Prometo que antes de la _voz de ánimo_ de *Martine *aún no lo tenía.

Ahora ya no caben cábalas...

EDIT: fuente


----------



## Gévy

Abracadabra, pata de cabra, et le mage Víctor fait son tour de passe-passe ! 

Oui, la phrase est légèrement différente et tellement plus claire ! Ce tour d'horizon des blocages et des revanches... ah, ça redevient une phrase logique. 

Bisous, 

Gévy


----------



## Víctor Pérez

La frase estaba muy bien redactada. Lo que ocurre es que, *Rightbabel*, en su afán por simplificarnos la tarea , no nos la dio completa (petit cachotier, va!).

La frase original:

* Elle offre ici un tour d’horizon des blocages persistants auxquels se heurtent les femmes occidentales, ainsi que des revanches plus ou moins subtiles d’une domination mise à mal par la contestation féministe.
*
La que nos presentó *Wrongbabel : 

**"Elle offre ici un point de vue sur les femmes occidentales, **ainsi que des revanches plus ou moins subtiles d’une domination mise à mal par la contestation féministe".

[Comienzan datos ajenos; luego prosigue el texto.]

Issue #1627, opened 2019-12-03
can't search image from QingCloud Docker Hub


soulseen:
**Describe the bug(描述下问题)**
push an image to QingCloud Docker Hub, but not found this image by kubesphere image search

![image](https://user-images.githubusercontent.com/16031013/70028783-86675d00-15e0-11ea-8daa-0d055bd3ebfc.png)

**Versions used(KubeSphere/Kubernetes的版本)**
KubeSphere: v2.1.0

**To Reproduce(复现步骤)**
1. create a secret 
![image](https://user-images.githubusercontent.com/16031013/70028860-adbe2a00-15e0-11ea-83fc-3f844366c96f.png)

2. creating deployment
3. search image
![image](https://user-images.githubusercontent.com/16031013/70028783-86675d00-15e0-11ea-8daa-0d055bd3ebfc.png)

**Expected behavior(预期行为)**
search image successful.

soulseen:
is not used SSL in search image by default, if need use SSL, when creating secret should add "https://" in registry address.

PR #1628, opened 2019-12-03
remove schema if required and add check SSL

soulseen:
Signed-off-by: zhuxiaoyang <sunzhu@yunify.com>

**What type of PR is this?**

/kind improve

add check SSL, improve parse Image, update unit test

improve https://github.com/kubesphere/kubesphere/issues/1627

### DIFF
--- a/pkg/apiserver/registries/registries.go
+++ b/pkg/apiserver/registries/registries.go
@@ -21,6 +21,7 @@ package registries
 import (
 	"github.com/emicklei/go-restful"
 	"net/http"
+	"strings"
 
 	"kubesphere.io/kubesphere/pkg/models/registries"
 	"kubesphere.io/kubesphere/pkg/server/errors"
@@ -68,6 +69,25 @@ func RegistryImageBlob(request *restful.Request, response *restful.Response) {
 		return
 	}
 
+	// default use ssl
+	checkSSl := func(serverAddress string) bool {
+		if strings.HasPrefix(serverAddress, "http://") {
+			return false
+		} else {
+			return true
+		}
+	}
+
+	if strings.HasPrefix(imageName, "http") {
+		dockerurl, err := registries.ParseDockerURL(imageName)
+		if err != nil {
+			log.Errorf("%+v", err)
+			errors.ParseSvcErr(restful.NewError(http.StatusBadRequest, err.Error()), response)
+			return
+		}
+		imageName = dockerurl.StringWithoutScheme()
+	}
+
 	// parse image
 	image, err := registries.ParseImage(imageName)
 	if err != nil {
@@ -76,8 +96,10 @@ func RegistryImageBlob(request *restful.Request, response *restful.Response) {
 		return
 	}
 
+	useSSL := checkSSl(entry.ServerAddress)
+
 	// Create the registry client.
-	r, err := registries.CreateRegistryClient(entry.Username, entry.Password, image.Domain)
+	r, err := registries.CreateRegistryClient(entry.Username, entry.Password, image.Domain, useSSL)
 	if err != nil {
 		log.Errorf("%+v", err)
 		response.WriteAsJson(&registries.ImageDetails{Status: registries.StatusFailed, Message: err.Error()})
--- a/pkg/models/registries/image.go
+++ b/pkg/models/registries/image.go
@@ -2,9 +2,11 @@ package registries
 
 import (
 	"fmt"
-
 	"github.com/docker/distribution/reference"
-	digest "github.com/opencontainers/go-digest"
+	"github.com/opencontainers/go-digest"
+	log "k8s.io/klog"
+	"net/url"
+	"strings"
 )
 
 // Image holds information about an image.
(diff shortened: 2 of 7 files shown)


pkg/models/registries/image.go
```diff
@@ -30,9 +30,45 @@ func (i *Image) Reference() string {
 	return i.Tag
 }
 
+// Maybe rawurl is of the form scheme:path.
+// (Scheme must be [a-zA-Z][a-zA-Z0-9+-.]*)
+// If so, return scheme, path; else return "", rawurl.
+func Getscheme(rawurl string) (scheme, path string, err error) {
```
runzexia: use https://golang.org/pkg/net/url/#URL ?

soulseen: `Getscheme`  is  a privately function in `net/url` package.
image name is not an URL, here just want to get scheme, and remove it

runzexia: I would prefer to use the standard library implementation, the code now looks complicated.
like:
```
type DockerURL struct {
	*url.URL
}

func (u *DockerURL) StringWithoutScheme() string {
	u.Scheme = ""
	s := u.String()
	return s[2:]
}

func ParseDockerURL(rawurl string) (*DockerURL, error) {
	url, _ := url.Parse(rawurl)
	return &DockerURL{URL: url}, nil
}
```

soulseen: this is a good way, but `rawurl` must contain "http://" or "https://". otherwise it will get a wrong result, such as `rawurl = nginx:latest`

pkg/models/registries/image.go
```diff
@@ -30,9 +31,24 @@ func (i *Image) Reference() string {
...
+
+func (u *DockerURL) StringWithoutScheme() string {
+	u.Scheme = ""
+	s := u.String()
+	return strings.Trim(s, "//")
+}
+
+func ParseDockerURL(rawurl string) (*DockerURL, error) {
+	url, _ := url.Parse(rawurl)
+	return &DockerURL{URL: url}, nil
```
zryfish: so, no error will ever return, why the function signature has error as return value? It's not good.

pkg/models/registries/image_test.go
```diff
@@ -0,0 +1,67 @@
...
+func TestParseImage(t *testing.T) {
+	type image struct {
+		ImageName string
+		ExDomain  string
+		ExTag     string
+		ExPath    string
+	}
+
+	testImages := []image{
+		{ImageName: "dockerhub.qingcloud.com/kubesphere/test:v1", ExDomain: "dockerhub.qingcloud.com", ExTag: "v1", ExPath: "kubesphere/test"},
```
zryfish: need more test cases, what if user inputs  invalid image addresses?

pkg/models/registries/registry_client_test.go
```diff
@@ -37,7 +39,7 @@ func TestCreateRegistryClient(t *testing.T) {
 	}
 
 	testImage := Image{Domain: "docker.io", Path: "library/alpine", Tag: "latest"}
-	r, err := CreateRegistryClient("", "", "docker.io")
+	r, err := CreateRegistryClient("", "", "docker.io", true)
```
zryfish: `docker.io` is default image address, use a constant variable

pkg/apiserver/registries/registries.go
```diff
@@ -68,6 +69,25 @@ func RegistryImageBlob(request *restful.Request, response *restful.Response) {
 		return
 	}
 
+	// default use ssl
+	checkSSl := func(serverAddress string) bool {
```
zryfish: check the schema here, and do another check on schema. I think the first thing here is to properly parse image address, then continue to work on this parse result, this will save lots of schema checking. We can do this refactoring later on version 3.0, but keep in mind.

soulseen: before parse image, should remove protocol. if parse image address first with protocol,  will get an error.

pkg/models/registries/image_test.go
```diff
@@ -0,0 +1,82 @@
...
+
+func TestStringWithoutScheme(t *testing.T) {
+	type testRawurl struct {
+		Rawurl string
+		ExUrl  string
+	}
+	testRawurls := []testRawurl{
+		{"http://dockerhub.qingcloud.com/kubesphere/nginx:v1", "dockerhub.qingcloud.com/kubesphere/nginx:v1"},
+		{"https://dockerhub.qingcloud.com/kubesphere/nginx:v1", "dockerhub.qingcloud.com/kubesphere/nginx:v1"},
+		{"dockerhub.qingcloud.com/kubesphere/nginx:v1", "dockerhub.qingcloud.com/kubesphere/nginx:v1"},
```
runzexia: add test case like 'nginx:latest'

pkg/apiserver/registries/registries.go
```diff
@@ -68,6 +69,25 @@ func RegistryImageBlob(request *restful.Request, response *restful.Response) {
 		return
 	}
 
+	// default use ssl
```
runzexia: Is there a protocol check process in the creation？
Validation during creation easily show error messages

soulseen: do you mean validation during creating secret? but here also will use SSL by default if not have protocol.

runzexia: Yes.
Because the validation of the secret creating process is now based on the docker daemon.
If the user configures the insecure registry in daemon, it may cause addresses without a protocol to be converted to no-ssl requests during creating validation.

soulseen: maybe we could add some descriptions to prompt users to use SSL by default.
@minghaoye

pkg/models/registries/image_test.go
runzexia: why marked this?

pkg/apiserver/registries/registries.go
runzexia: @soulseen Not all users will see the prompt, and it may cause user confusion. This issue should be addressed at the API level.

pkg/models/registries/image_test.go
soulseen: only an image name start with "http" will be used this func.

pkg/models/registries/image_test.go
```diff
@@ -0,0 +1,83 @@
...
+import (
+	"testing"
+)
+
+func TestParseImage(t *testing.T) {
+	type image struct {
+		ImageName string
+		ExDomain  string
+		ExTag     string
+		ExPath    string
```
zryfish: this is not a good unit test example, you should define what expected result would like, and compare expected result with what you got using reflect

PR #1637, opened 2019-12-05
review node.go

zehuaiWANG:
**What type of PR is this?**

/kind cleanup
/kind bug


wansir:
We can use `node.Spec.Unschedulable` and taints with NoExecute effect instead of this API, all pods will be evicted.
This API is currently not used, we will remove it.

PR #1667, opened 2019-12-13
fix license header

zehuaiWANG:
**What type of PR is this?**
/kind cleanup

fix license header


zehuaiWANG:
修改了一部分，之后我会写一个脚本来批量修改它。

PR #1699, opened 2019-12-22
add golangci-lint script and fix golangci-lint error

zehuaiWANG:
add golangci-lint script and fix golangci-lint error,
do as following:
`go get -u github.com/golangci/golangci-lint/cmd/golangci-lint`
`golangci-lint run -c .golangci.yml --fix cmd/...`
`golangci-lint run -c .golangci.yml --fix pkg/...`


runzexia:
Thanks a lot for contributing to KubeSphere.
I don't recommend introducing formatting tools other than `go tools`.
The introduction of third-party tools requires that project contributors adhere to the specifications brought by this tool, which causes the cost of contributing code to the project to be higher.
So I suggest using only official tools like `go fmt`、` go vet`

zehuaiWANG:
The function of gofmt is very limited. You can check kubernetes, istio and other projects. They all use golangci lint instead of gofmt. @runzexia

PR #1737, opened 2020-01-03
[WIP] API refactor

wansir:

**What type of PR is this?**

/kind api-change
/kind cleanup

1. Refactoring API under openpitrix.io API Group.
2. Refactoring API under resources.kubesphere.io API Group


pkg/kapis/openpitrix/v1/application.go
```diff
@@ -16,112 +16,90 @@
...
-	namespaceName := req.PathParameter("namespace")
-	conditions, err := params.ParseConditions(req.QueryParameter(params.ConditionsParam))
-	orderBy := req.QueryParameter(params.OrderByParam)
-	reverse := params.ParseReverse(req)
-
-	if orderBy == "" {
-		orderBy = "create_time"
-		reverse = true
-	}
+func (h *Handler) ListApplications(request *restful.Request, response *restful.Response) {
```
zryfish: we are moving restful handlers to kapis/openpitrix/v1/handler.go, which is more clear.

pkg/controller/namespace/namespace_controller.go
```diff
@@ -355,13 +355,24 @@ func (r *ReconcileNamespace) checkAndCreateRoleBindings(namespace *corev1.Namesp
 // Create openpitrix runtime
 func (r *ReconcileNamespace) checkAndCreateRuntime(namespace *corev1.Namespace) error {
 
+	op, err := cs.ClientSets().OpenPitrix()
```
zryfish: we shouldn't use clienset any more, it's anti pattern, bad for unit testing. Instead, we should pass op dependency to controller.

pkg/kapis/openpitrix/v1/handler.go
```diff
@@ -1,76 +1,967 @@
...
+
+	app, err := h.openpitrix.DescribeApplication(namespace, clusterId)
+
+	if status.Code(err) == codes.NotFound {
+		resp.WriteHeaderAndEntity(http.StatusNotFound, errors.Wrap(err))
+		return
+	}
+
+	if err != nil {
+		resp.WriteHeaderAndEntity(http.StatusInternalServerError, errors.Wrap(err))
```
zryfish: use api.HandleInternalError instead

pkg/kapis/openpitrix/v1/handler.go
```diff
@@ -1,76 +1,967 @@
...
+	resp.WriteEntity(app)
+	return
+}
+
+func (h *openpitrixHandler) CreateApplication(req *restful.Request, resp *restful.Response) {
+	namespace := req.PathParameter("namespace")
+	var createClusterRequest openpitrix.CreateClusterRequest
+	err := req.ReadEntity(&createClusterRequest)
+	if err != nil {
+		resp.WriteHeaderAndEntity(http.StatusBadRequest, errors.Wrap(err))
```
zryfish: use api.HandleBadRequest instead

pkg/kapis/openpitrix/v1/handler.go
```diff
@@ -1,76 +1,967 @@
...
+			Type:       createRepoRequest.Type,
+			Url:        createRepoRequest.URL,
+			Credential: createRepoRequest.Credential,
+		}
+		result, err = h.openpitrix.ValidateRepo(validateRepoRequest)
+	} else {
+		result, err = h.openpitrix.CreateRepo(createRepoRequest)
+	}
+
+	if status.Code(err) == codes.InvalidArgument {
```
zryfish: what will happen to status.Code(err) if err == nil ? I think it's better to be rewritten like following:
```
if err != nil {
  if status.Code(err) == codes.InvalidArgument {
     ...
     return
  }
  api.HandleInternalError(resp, err)
  return
}
```

pkg/kapis/openpitrix/v1/register.go
```diff
@@ -21,34 +21,36 @@ import (
...
 var GroupVersion = schema.GroupVersion{Group: GroupName, Version: "v1"}
 
-var (
-	WebServiceBuilder = runtime.NewContainerBuilder(addWebService)
-	AddToContainer    = WebServiceBuilder.AddToContainer
-)
+func AddToContainer(c *restful.Container, k8s k8s.Client, op op.Client) error {
 
-func addWebService(c *restful.Container) error {
+	if k8s == nil || op == nil {
```
zryfish: since k8s and op is required for openpitrix, no need to nullability here, dependencies is guaranteed to not be null

pkg/controller/namespace/namespace_controller.go
wansir: I will create a new PR to refactor namespace controller.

*Le jeu continue, Mesdames-Messieurs!


----------



## Paquita

Víctor Pérez said:


> Le jeu continue, Mesdames-Messieurs!


 

Sigue jugando, Víctor , lo que es yo, tiro la toalla...

Si les dés sont pipés, je déclare forfait.


----------



## rightbabel

Buenos días. No, de tapas no salí, me tocó cuidar a niños todo el fin de semana.

Perdón por haber reescrito mal la frase.


----------